Avant cela, Goerner avait montré ses affinités ravéliennes dans les Valses nobles et sentimentales. À rebours de nombre de ses confrères, le pianiste argentin ne redoute pas de jouer cette suite de miniatures qui requièrent autant de minutie, de précision millimétrée pour chacune des pièces, qu'un élan qui les unit et les propulse. Goerner se fait alchimiste, dosant à la perfection le poids des accords et la sensualité du discours – même si un abandon plus prononcé dans le chaloupé des trois derniers numéros ne nous aurait pas déplu.

En ouverture de son récital, Goerner avait assumé crânement de jouer la Toccata BWV 911 de Bach dans toutes les dimensions du piano moderne, mais l'ensemble a sonné plutôt crispé, voire raide, et c'est à peine si l'on a perçu la fantaisie, cette liberté quasi-improvisatrice qui sont la marque des pièces du jeune Bach.  

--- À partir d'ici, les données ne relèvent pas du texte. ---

PR #5920, opened 2022-03-14
Decharger: `-out_fm` not working? Add testfor  `-out_fm` and `-outpairs`

bernt-matthias:
# Description

`-out_fm` seems not to work

# Checklist:

# Note:


enetz:
The issue seems to be the `.tmp` file ending. `FileHandler::storeFeatures` does not write the file, if it isn't a feature file type:
https://github.com/OpenMS/OpenMS/blob/62a701944098259fb7cebd4e6affc6c54f32c361/src/openms/source/FORMAT/FileHandler.cpp#L634

bernt-matthias:
I see. 

Maybe one could introduce a `force_type` parameter like here (in this case the type is known in advance, or?) 

https://github.com/OpenMS/OpenMS/blob/62a701944098259fb7cebd4e6affc6c54f32c361/src/openms/source/FORMAT/FileHandler.cpp#L589

and/or at least write out some warning?

bernt-matthias:
> we could use `FeatureXMLFile::store` directly. I am not sure whether this is the right thing to do here

I think at the moment its the only allowed type for this output https://github.com/OpenMS/OpenMS/blob/62a701944098259fb7cebd4e6affc6c54f32c361/src/topp/Decharger.cpp#L115

But we could allow more if desired, I don't care :)

bernt-matthias:
Is there any way to do the clang reformatting automatically?

timosachsenberg (approved):

PR #5947, opened 2022-03-16
Fix/asan

hroest:
# Description

Currently we have 20 tests that fail the Address Sanitizer test: https://cdash.openms.de/viewTest.php?onlyfailed&buildid=16768

This fixes the majority of them, some are harder to fix such as the MzML and GUI tests so I left them for now. The majority of the issues came from the libsvm and code around it. The SVMWrapper still has some *highly unintuitive* interfaces with unclear ownership, but it has improved by quite a bit now.


cbielow (approved):
nice.

maybe we should switch to smart pointers at some point to avoid all this manual memory management.

timosachsenberg:
something seems of with jenkins... maybe my attempts to fix the zlib linking had some unwanted side effect.

timosachsenberg:
rebuild jenkins

src/tests/class_tests/openms/source/LibSVMEncoder_test.cpp
```diff
@@ -536,45 +548,72 @@ START_SECTION((void encodeOligo(const AASequence &sequence, UInt k_mer_length, c
...
+    nodes[i][count - 1].index = -1;
+    labels[i] = i * 2 / 3 + 0.03;
+    label_vector1.push_back(labels[i]);
+  }
+  problem->x = nodes;
+  problem->l = count;
+  problem->y = labels;
+
+  LibSVMEncoder::destroyProblem(problem); // cleanup
+  TEST_EQUAL(problem, nullptr)
```
timosachsenberg, line 614:
```suggestion
  TEST_EQUAL(problem, nullPointer)
```

timosachsenberg:
seems we get a segfault on mac now https://cdash.openms.de/test/8546502

hroest:
> seems we get a segfault on mac now https://cdash.openms.de/test/8546502

clearly this made things worse :-(

hroest:
strange, ASAN is fine with it but clearly OSX / clang is not ...

timosachsenberg:
now passes on mac

timosachsenberg:
we might need to watch this a bit. Could be that we have a segfault on mac again in https://cdash.openms.de/viewTest.php?onlyfailed&buildid=20718
Which I think is based on develop after the merge.
Could be unstable

hroest:
>  Could be unstable

seems like it, maybe we just leave those changes and tackle them at some other time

Quant aux quatre mouvements de la Sonate D.958 de Schubert jouée avant l'entracte, ils ont vu se succéder de beaux moments d'exaltation romantique et des passages étrangement plus absents. Des trois ultimes sonates de Schubert, c'est la plus agitée, la plus contrastée avec ses premiers élans furieusement beethovéniens (la puissance du thème initial !) puis, sans transition, une sorte de rêverie typiquement schubertienne avant de déboucher sur une conclusion presque désespérée. Or Goerner semble comme hésitant sur le parti à prendre dans cet « Allegro » si fuyant et formellement décousu.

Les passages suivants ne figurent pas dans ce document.